REQUIREMENT: When a line in the material beneath includes the word "isinstance", add it to the count, and report the count alone.

DATA PROVIDED:
PR #485, opened 2022-10-27
Update slicing logic for SparseNdArray

johnkerl:
## Context

Addresses #479. See also related discussion on #470.

## Fix

As noted on #479, desired indexing semantics:

* A sequence of coordinates is accepted, one per dimension.
* Sequence length must be at least one and <= number of dimensions.
* If the sequence contains missing coordinates (length less than number of dimensions), then "slice(None)" is assumed for the missing dimensions.
* Per-dimension, explicitly specified coordinates can be one of: a value, a list/ndarray/paarray/etc of values, a slice, etc.
* `raise` on anything else.


apis/python/src/tiledbsoma/sparse_nd_array.py
```diff
@@ -179,8 +180,33 @@ def read_sparse_tensor(
...
 
+        # The full shape of the data is a template for the shape of the answer.
+        # For example if the data is 2D and coords is (None, [5,7,9]), then
+        # output shape[0] will be taken from the full shape, and output shape[1] will
+        # be 3.
         with self._tiledb_open("r") as A:
-            shape = A.shape
+            shape = list(A.shape)
+
+        for i in range(len(coords)):
```
bkmartinjr, line 190: Rewriting the shape fairly significantly changes the behavior of this method, and I believe is not something we want to do.

Consider the following example:
* I have a sparse nd array that is shaped (100, 100)
* I call this method with:     `nda.read_sparse_tensor(( 8, 99 ), format="coo")`

This will return a SparseCOOTensor with:
* one value, at coordinate (8, 99)
* a shape of (1,1)
That doesn't make much sense.

I believe the original code was correct - the returned tensor should have the same shape as the soma.SparseNdArray, just fewer values.  This preserves the coordinate information, and keeps it self-consistent.

I'm also fairly certain that the current code will generate a SciPy error if you were to ask for `format="csr"`, as Scipy Sparse actually checks that coordinates are inside the shape limits.

bkmartinjr (changes requested):
See comment in read_sparse_tensor, which I believe introduces a bug

apis/python/src/tiledbsoma/sparse_nd_array.py
bkmartinjr: Also, the fact that this didn't fail in our unit tests highlights another case of where we need additional coverage!

johnkerl:
Failing unit-test cases are due to #493 which blocks this PR

johnkerl:
> Failing unit-test cases are due to https://github.com/single-cell-data/TileDB-SOMA/issues/493 which blocks this PR

Resolved; the bug was in my unit-test code on this PR which uses `pyarrow.SparseCOOTensor` as a data-populator mechanism which removes zero cells.

johnkerl:
Needs test cases for `read_sparse_tensor`

apis/python/src/tiledbsoma/sparse_nd_array.py
```diff
@@ -179,8 +180,13 @@ def read_sparse_tensor(
         if format not in ("coo", "csr", "csc"):
             raise NotImplementedError("format not implemented")
 
+        # The full shape of the data is a template for the shape of the answer.
+        # For example if the data is 2D and coords is (None, [5,7,9]), then
+        # output shape[0] will be taken from the full shape, and output shape[1] will
+        # be 3.
         with self._tiledb_open("r") as A:
-            shape = A.shape
+            shape = list(A.shape)
```
bkmartinjr, line 188: no reason to convert the tuple to a list - the API below where you use it all accept a tuple AFAIK

apis/python/src/tiledbsoma/sparse_nd_array.py
```diff
@@ -230,23 +236,29 @@ def read_table(self, coords: SparseNdCoordinates) -> Iterator[pa.Table]:
...
-                raise ValueError(
-                    f"coordinate length {len(coords)} != array ndim {A.schema.domain.ndim}"
+            # * A sequence of coordinates is accepted, one per dimension.
+            # * Sequence length must be at least one and <= number of dimensions.
+            # * If the sequence contains missing coordinates (length less than number of dimensions),
+            #   then "slice(None)" is assumed for the missing dimensions.
+            # * Per-dimension, explicitly specified coordinates can be one of: a value, a
+            #   list/ndarray/paarray/etc of values, a slice, etc.
+
+            if not (isinstance(coords, list) or isinstance(coords, tuple)):
```
bkmartinjr, line 246: a better way to write this:   `isinstance(coords, (list, tuple))`

apis/python/src/tiledbsoma/sparse_nd_array.py
```diff
@@ -230,23 +236,29 @@ def read_table(self, coords: SparseNdCoordinates) -> Iterator[pa.Table]:
...
+                # if not isinstance(coords, tuple):
```
bkmartinjr, line 247: remove comment

apis/python/src/tiledbsoma/sparse_nd_array.py
```diff
@@ -230,23 +236,29 @@ def read_table(self, coords: SparseNdCoordinates) -> Iterator[pa.Table]:
...
 
+            for i in range(len(coords)):
                 dim_name = A.schema.domain.dim(i).name
-                if isinstance(coord, int):
+                coord = coords[i]
+                if coord is None:
+                    pass
+                elif isinstance(coord, int):
                     sr.set_dim_points(dim_name, [coord])
                 elif isinstance(coord, list):
```
bkmartinjr, line 263: this if/else doesn't handle tuple, which should be a supported coordinate type (just a read-only list)

apis/python/src/tiledbsoma/sparse_nd_array.py
```diff
@@ -259,9 +271,7 @@ def read_table(self, coords: SparseNdCoordinates) -> Iterator[pa.Table]:
                     if lo_hi is not None:
                         sr.set_dim_ranges(dim_name, [lo_hi])
                 else:
-                    raise ValueError(
-                        f"could not handle coordinate with value {coord} of type {type(coord)}"
-                    )
+                    raise SOMAError(f"coord type {type(coord)} at slot {i} unhandled")
```
bkmartinjr, line 274: This should be a TypeError, not a SOMAError.  In general, don't use SOMAError when there is a more corect built-in exception class.

See: https://docs.python.org/3/library/exceptions.html#TypeError

Relevant quote:
> Passing arguments of the wrong type (e.g. passing a [list](https://docs.python.org/3/library/stdtypes.html#list) when an [int](https://docs.python.org/3/library/functions.html#int) is expected) should result in a [TypeError](https://docs.python.org/3/library/exceptions.html#TypeError), but passing arguments with the wrong value (e.g. a number outside expected boundaries) should result in a [ValueError](https://docs.python.org/3/library/exceptions.html#ValueError).

apis/python/src/tiledbsoma/sparse_nd_array.py
```diff
@@ -230,23 +236,29 @@ def read_table(self, coords: SparseNdCoordinates) -> Iterator[pa.Table]:
...
+            # * A sequence of coordinates is accepted, one per dimension.
+            # * Sequence length must be at least one and <= number of dimensions.
+            # * If the sequence contains missing coordinates (length less than number of dimensions),
+            #   then "slice(None)" is assumed for the missing dimensions.
+            # * Per-dimension, explicitly specified coordinates can be one of: a value, a
+            #   list/ndarray/paarray/etc of values, a slice, etc.
+
+            if not (isinstance(coords, list) or isinstance(coords, tuple)):
+                # if not isinstance(coords, tuple):
+                raise SOMAError(
```
bkmartinjr, line 248: This should be a TypeError, not a SOMAError.  See: https://docs.python.org/3/library/exceptions.html#TypeError  (last para in that section).

apis/python/src/tiledbsoma/types.py
```diff
@@ -30,4 +30,4 @@
 DenseNdCoordinates = Tuple[DenseCoordinates, ...]
 
 SparseCoordinates = Union[int, slice, Tuple[int, ...], List[int], pa.IntegerArray]
-SparseNdCoordinates = Tuple[DenseCoordinates, ...]
+SparseNdCoordinates = Union[Tuple[DenseCoordinates, ...], List[DenseCoordinates]]
```
bkmartinjr, line 33: why not use Sequence, ie,   Sequence[DenseCoordinates] rather than the union of tuple & list?

apis/python/tests/test_sparse_nd_array.py
```diff
@@ -257,6 +257,43 @@ def test_sparse_nd_array_read_write_sparse_tensor(
     assert tensors_are_same_value(t, data)
 
 
+@pytest.mark.parametrize(
```
bkmartinjr, line 260: Unless I'm missing something, this test is an almost verbatim copy of the previous test.  The same thing could be accomplished by adding the "corner read" test to the above, eg, tacking onto the above test:

```
    # Read back and validate the "corner"
    b = soma.SparseNdArray(tmp_path.as_posix())
    t = next(b.read_sparse_tensor((0,) * len(shape), format=format))
    assert t.shape == shape
```

Rather than duplicating the whole thing.

Apologies if my visual scan missed something else different...

apis/python/tests/test_sparse_nd_array.py
```diff
@@ -388,3 +425,159 @@ def test_sparse_nd_array_reshape(tmp_path):
...
+                90301,
+                90302,
+                90303,
+                90304,
+                90305,
+            ],
+        },
+    ],
+)
+def test_sparse_nd_array_table_slicing(tmp_path, io):
```
bkmartinjr, line 559: Comments on this test:
1. this needs to test ndim other than 2.   Ie, 1, 2, 3, ...
2. You could simplify this a lot if you programatically generated the data contents (eg, use numpy random) - that would radically simplify the parameterization.
3. There are legal coordinates that are not tested, eg, hybrid combinations of types, pa.chunked_array, pa.array, tuple, etc.   Example:      (1, slice(2)).

bkmartinjr (dismissed):
Several requested changes specified inline.

Also, PR still marked as a draft :-)

johnkerl:
Thanks for the feedback @bkmartinjr ! I moved this back to draft while I work off action items ... I'm still working them off iteratively.

In addition to having moved this back to draft status, I'll remove you as reviewer for a while until I 'catch up', to avoid you getting GitHub notifications for things I'm still iterating on.

johnkerl:
@bkmartinjr Gah! GitHug won't let me remove you as reviewer since you've reviewed and requested changes. Even with re-request review and the attempt to remove you; it doesn't stick.

Can I ask you to hold off further review comments until I address all your wonderful feedback so far? When I'm ready for you again I'll move this back out of draft status.

apis/python/src/tiledbsoma/sparse_nd_array.py
```diff
@@ -259,9 +271,7 @@ def read_table(self, coords: SparseNdCoordinates) -> Iterator[pa.Table]:
                     if lo_hi is not None:
```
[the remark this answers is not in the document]
johnkerl: added comment in the code

johnkerl:
@bkmartinjr ready for next round of review

apis/python/tests/test_sparse_nd_array.py
```diff
@@ -388,3 +395,306 @@ def test_sparse_nd_array_reshape(tmp_path):
     a.create(type=pa.int32(), shape=(10, 10, 10))
     with pytest.raises(NotImplementedError):
         assert a.reshape((100, 10, 1))
+
+
+@pytest.mark.parametrize(
```
bkmartinjr, line 400: A small nit - in the interest of making this easier to maintain.  Unrolled parameter lists like this are quite challenging to review which cases are covered. It would be easier to read if the options were constructed as a series of loops, eg,

```
for write_format in ['coo']:
    for read_format in ['table', 'csr']:
        for shape in [(4,), (4,6,)]:
            ...
```

I realize that not of the conditions can be created this way.  But even subsets done this way are far more obvious, and can then be concatenated.

As example of why it matters: the tests seem to be missing a passing (non-error case) for `read_format=csr` or `csc`.  

Code coverage would also catch this, but it would be nice if it was easier to visually inspect.

bkmartinjr (approved):
One nit about the complexity of the test case param generation (and a suggestion of how to fix it).  Otherwise, thumbs-up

SOLUTION FOR THIS EXERCISE: 8